TASK DIRECTIONS
All lines in the records below that hold "LINKED" are to be shown.

-- Opening Marker --

PR #7584, opened 2026-09-02
fix(PartitionedSemaphore): preserve new waiters during stale cleanup

### LINKED ISSUE #7580: PartitionedSemaphore late cancellation can delete a replacement partition and strand its waiter

1. Hold the only permit of a `PartitionedSemaphore`.
2. Start waiter A under key `"same"`.
3. Release the permit, pausing A after selection but before its take finishes.
4. Register waiter B under the same key, creating a new waiter partition.
5. Interrupt A so its acquired permit is refunded.

[Executable regression with a different-key control](https://github.com/kitlangton/effect/blob/repro/partitioned-semaphore/packages/effect/test/PartitionedSemaphore.test.ts).

The test uses a queued public `Scheduler` to expose the interruption window deterministically, following the existing semaphore test pattern. It does not mutate private semaphore state.

B acquires the refunded permit and its take completes successfully.

### What do you see instead?

B remains suspended. The otherwise identical different-key control completes.

### Additional information

Selection removes A from its waiter set and removes the now-empty partition. Interruption runs cleanup again; the captured old set is still empty, so cleanup removes the map entry by key, deleting B's replacement partition. Cleanup must only remove a partition when it actually removes that partition's last waiter, while still refunding A's acquired permit.

kitlangton:
## Type

- [x] Bug Fix

### Why

Interrupting a selected waiter before its acquisition finishes can run cleanup twice. If another waiter has registered under the same key, the second cleanup deletes that replacement partition and leaves its waiter suspended despite the permit refund.

### What Changes

Remove a partition only when cleanup actually deletes its last waiter. Keep permit refunds outside that guard.

**Before:** the same-key waiter remains suspended; the different-key control succeeds.

**After:** both waiters acquire their refunded permit successfully.

### Scope

One conditional change, a deterministic same-key regression and different-key control, and an `effect` patch changeset. The scheduler fixture follows the existing semaphore tests and does not fabricate private semaphore state.

### Verification

```bash
pnpm test --run packages/effect/test/PartitionedSemaphore.test.ts packages/effect/test/Semaphore.test.ts
pnpm lint
pnpm check
git diff --check origin/main
```

All 26 tests pass. The same-key regression fails on the original runtime while its control passes. Lint, typecheck, and whitespace checks pass.

## Related

Closes #7580.

## Audit

### DIFF
--- a/packages/effect/test/PartitionedSemaphore.test.ts
+++ b/packages/effect/test/PartitionedSemaphore.test.ts
@@ -1,5 +1,5 @@
 import { assert, describe, it } from "@effect/vitest"
-import { Effect, Fiber, Option, PartitionedSemaphore } from "effect"
+import { Effect, Exit, Fiber, Option, PartitionedSemaphore, Scheduler } from "effect"
 
 describe("PartitionedSemaphore", () => {
   it.effect("module-level combinators delegate to the instance api", () =>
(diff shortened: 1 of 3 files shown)


packages/effect/test/PartitionedSemaphore.test.ts
```diff
@@ -89,4 +89,47 @@ describe("PartitionedSemaphore", () => {
       assert.strictEqual(yield* PartitionedSemaphore.available(sem), 4)
       yield* PartitionedSemaphore.take(sem, "c", 4)
     }))
+
+  for (const key of ["other", "same"]) {
+    it.effect(`repro: interrupting a resumed waiter preserves the next ${key}-key waiter`, () =>
```
tim-smart:
```suggestion
    it.effect(`interrupting a resumed waiter preserves the next ${key}-key waiter`, () =>
```

PR #7587, opened 2026-09-02
fix(Cache): preserve replacements during conditional invalidation

### LINKED ISSUE #7581: Cache.invalidateWhen and ScopedCache.invalidateWhen can delete replacement entries

1. Start a lookup for a key and pause it on a `Deferred`.
2. Start `Cache.invalidateWhen(cache, key, value => value === 1)`; it waits for that original lookup.
3. Replace the key with `Cache.set(cache, key, 99)`.
4. Complete the original lookup with `1` and await conditional invalidation.

[Executable Cache regression](https://github.com/kitlangton/effect/blob/repro/cache-invalidate-when/packages/effect/test/Cache.test.ts).

The same race affects `ScopedCache`: invalidate the pending entry and acquire resource `2` before letting resource `1`'s lookup complete. [Executable ScopedCache regression](https://github.com/kitlangton/effect/blob/repro/cache-invalidate-when/packages/effect/test/ScopedCache.test.ts).

Conditional invalidation returns `false` because its original entry is no longer cached, preserving the replacement. In the scoped case, resource `2` remains alive until owner shutdown and is then released.

### What do you see instead?

Conditional invalidation returns `true` and removes replacement `99`, although `99` does not match the predicate. `ScopedCache` also loses the replacement's scope: the release log after owner shutdown contains only `[1]`, rather than `[1, 2]`.

### Additional information

Both implementations await an entry, evaluate the predicate against its value, then remove the current map entry by key without verifying entry identity. The scoped version closes the captured old scope instead of the replacement's scope. Tests cover original lookup success and failure; failed lookups already skip the predicate and preserve replacements.

kitlangton:
## Type

- [x] Bug Fix

### Why

`Cache.invalidateWhen` and `ScopedCache.invalidateWhen` can remove a replacement entry after awaiting an older lookup. The predicate matches the old value, not the replacement; ScopedCache additionally loses ownership of the replacement's resources.

### What Changes

Recheck entry identity after predicate evaluation. Return `false` if the original entry is no longer cached, leaving the replacement intact.

| Observation | Before | After |
| --- | --- | --- |
| Old value 1 matches; key was replaced with 99 | Returns true, deletes 99 | Returns false, keeps 99 |
| Scoped resource 1 replaced with 2 | Release log after shutdown omits 2 | Resource 2 stays live until shutdown, then releases |
| Old lookup fails | Predicate skipped | Unchanged |

### Scope

Identity guards in both conditional-invalidation implementations, success/failure regressions and resource-lifetime assertions, and an `effect` patch changeset. No new abstractions or public API changes.

### Verification

```bash
pnpm test --run packages/effect/test/Cache.test.ts packages/effect/test/ScopedCache.test.ts
pnpm lint
pnpm check
git diff --check origin/main
```

All 203 tests pass. Both successful-old-lookup regressions fail on the original runtime; failed-old-lookup controls continue to pass. Lint, typecheck, and whitespace checks pass.

## Related

Closes #7581.

## Audit

### DIFF
--- a/.changeset/cache-invalidate-when-replacement.md
+++ b/.changeset/cache-invalidate-when-replacement.md
@@ -2,4 +2,4 @@
 "effect": patch
 ---
 
-Fix `Cache.invalidateWhen` and `ScopedCache.invalidateWhen` deleting a replacement entry while waiting for an earlier lookup. They now return `false` when the original entry is no longer cached, preserving the replacement value and ensuring scoped replacement resources are released when the cache's owning scope closes.
+Fix `Cache.invalidateWhen` and `ScopedCache.invalidateWhen` deleting a replacement entry while waiting for an earlier lookup.
--- a/.changeset/cache-invalidate-when-replacement.md
+++ b/.changeset/cache-invalidate-when-replacement.md
@@ -1,0 +1,5 @@
+---
+"effect": patch
+---
+
+Fix `Cache.invalidateWhen` and `ScopedCache.invalidateWhen` deleting a replacement entry while waiting for an earlier lookup. They now return `false` when the original entry is no longer cached, preserving the replacement value and ensuring scoped replacement resources are released when the cache's owning scope closes.
--- a/packages/effect/src/Cache.ts
+++ b/packages/effect/src/Cache.ts
@@ -1041,6 +1041,10 @@ export const invalidateWhen: {
       return oentry.await().pipe(
         effect.map((value) => {
           if (f(value)) {
+            const current = MutableHashMap.get(self.map, key)
+            if (Option.isNone(current) || current.value !== oentry) {
+              return false
+            }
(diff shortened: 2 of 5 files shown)


.changeset/cache-invalidate-when-replacement.md
```diff
@@ -0,0 +1,5 @@
+---
+"effect": patch
+---
+
+Fix `Cache.invalidateWhen` and `ScopedCache.invalidateWhen` deleting a replacement entry while waiting for an earlier lookup. They now return `false` when the original entry is no longer cached, preserving the replacement value and ensuring scoped replacement resources are released when the cache's owning scope closes.
```
tim-smart:
```suggestion
Fix `Cache.invalidateWhen` and `ScopedCache.invalidateWhen` deleting a replacement entry while waiting for an earlier lookup.
```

-- Closing Marker --

YOUR RESPONSE
### LINKED ISSUE #7580: PartitionedSemaphore late cancellation can delete a replacement partition and strand its waiter
### LINKED ISSUE #7581: Cache.invalidateWhen and ScopedCache.invalidateWhen can delete replacement entries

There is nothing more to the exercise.